Monday, July 25, 2005

Thanks To Thalasar

Special thanks to Brian Despain of


Thalasar

for buying us some new hard drives.



We're using the drives as part of our extended disk array to help improve performance and do better backups. It's very cool having a terabyte of disk to play with.



Please visit thalasar.com to learn about what Brian is up to with his open-source company.



Wednesday, July 20, 2005

I fought glibc and won

This morning I woke to a few strange emails from Ask and a ticket that the Parrot TODO list was broken. The gist of it was: getprotobyname was causing our production mod_perl's to crash. (See entry from earlier today for a stacktrace.)



Obviously, not a good thing.



Question One: What changed? Neither Ask nor I could remember changing anything that *should* have affected this recently. The easy solution (revert) was out.

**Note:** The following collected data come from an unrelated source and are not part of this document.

PR #3246, opened 2020-10-06
Fixes #18303: Calling the relay-api to trigger a remote run on all nodes do an infinite loop on root server, killing it

amousset:
https://issues.rudder.io/issues/18303

### DIFF
--- a/relay/sources/relayd/src/data/node.rs
+++ b/relay/sources/relayd/src/data/node.rs
@@ -237,15 +237,27 @@ impl NodesList {
         self.neighbors_from(&self.my_id, nodes)
     }
 
+    /// Get all directly connected downstream policy servers
     pub fn my_sub_relays(&self) -> Vec<Host> {
         let mut relays = HashSet::new();
         for policy_server in self
             .list
             .data
             .values()
-            .filter_map(|v| self.list.data.get(&v.policy_server))
-            .filter(|v| v.policy_server == self.my_id)
-            .map(|v| v.hostname.clone())
+            // Extract policy servers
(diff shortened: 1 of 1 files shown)


relay/sources/relayd/src/data/node.rs
```diff
@@ -445,13 +457,24 @@ mod tests {
...
+            Ok(None)
+        );
+    }
+
     #[test]
     fn it_gets_sub_relays() {
-        let mut reference = vec![
-            "node1.rudder.local",
-            "node2.rudder.local",
-            "server.rudder.local",
```
VinceMacBuche, line 453: Haha

relay/sources/relayd/src/data/node.rs
```diff
@@ -237,15 +237,27 @@ impl NodesList {
...
 
+    /// Get all directly connected downstream policy servers
     pub fn my_sub_relays(&self) -> Vec<Host> {
         let mut relays = HashSet::new();
         for policy_server in self
             .list
             .data
             .values()
-            .filter_map(|v| self.list.data.get(&v.policy_server))
-            .filter(|v| v.policy_server == self.my_id)
```
ncharles, line 247: we had the same code in the scala part in the past, with same consequences :)

ncharles (approved):

relay/sources/relayd/src/data/node.rs
amousset: funny, isn't it?

amousset: unit tests at their best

Step one: Reproduce and isolate. This turned out to be the easy part. I configured a bare-bones Combust with only a single website configured with only a single controller:



package Test::Control::Test;
use base 'Combust::Control';
use DBD::mysql;
use LWP::Simple;
sub handler ($$) {
my ($self, $r) = @_;
my $output = LWP::Simple::get("http://www.cnn.com");
$self->send_output(\$output, 'text/html');
}

Without the use DBD::mysql, everything was fine. With it, KABOOM.


Step two: Debug.. By telling apache not to fork, it was easier to track things down. /pkg/apache1/bin/httpd -X -f /home/robert/minisite/apache/conf/httpd.conf GDB wasn't particularly helpful. It got me the stack trace, and told me it was happening during DSO symbol lookup. (Smells like glibc!). Hrm, might be a problem with something scribbling over memory. Lets try Valgrind. No luck, the older version of valgrind we have on the system bombs out.


Ask found this RedHat Bugzilla ticket. It is a similar problem, but didn't get resolved. It did lead me closer to the solution. As suggested in the ticket, I ran my apache with all of the dynamic loader debugging enabled: LD_DEBUG=all LD_DEBUG_OUTPUT=/tmp/some-file . The copious (16MB) output ended like this:



4702: symbol=_nss_files_parse_protoent; lookup in file=/pkg/packages/apache-1.3.33/libexec/mod_setenvif.so
4702: symbol=_nss_files_parse_protoent; lookup in file=/pkg/packages/apache-1.3.33/libexec/libperl.so
4702: symbol=_nss_files_parse_protoent; lookup in file=/lib/libnsl.so.1
4702: symbol=_nss_files_parse_protoent; lookup in file=/lib/libutil.so.1

It should have looked something like this: (from earlier in some-file)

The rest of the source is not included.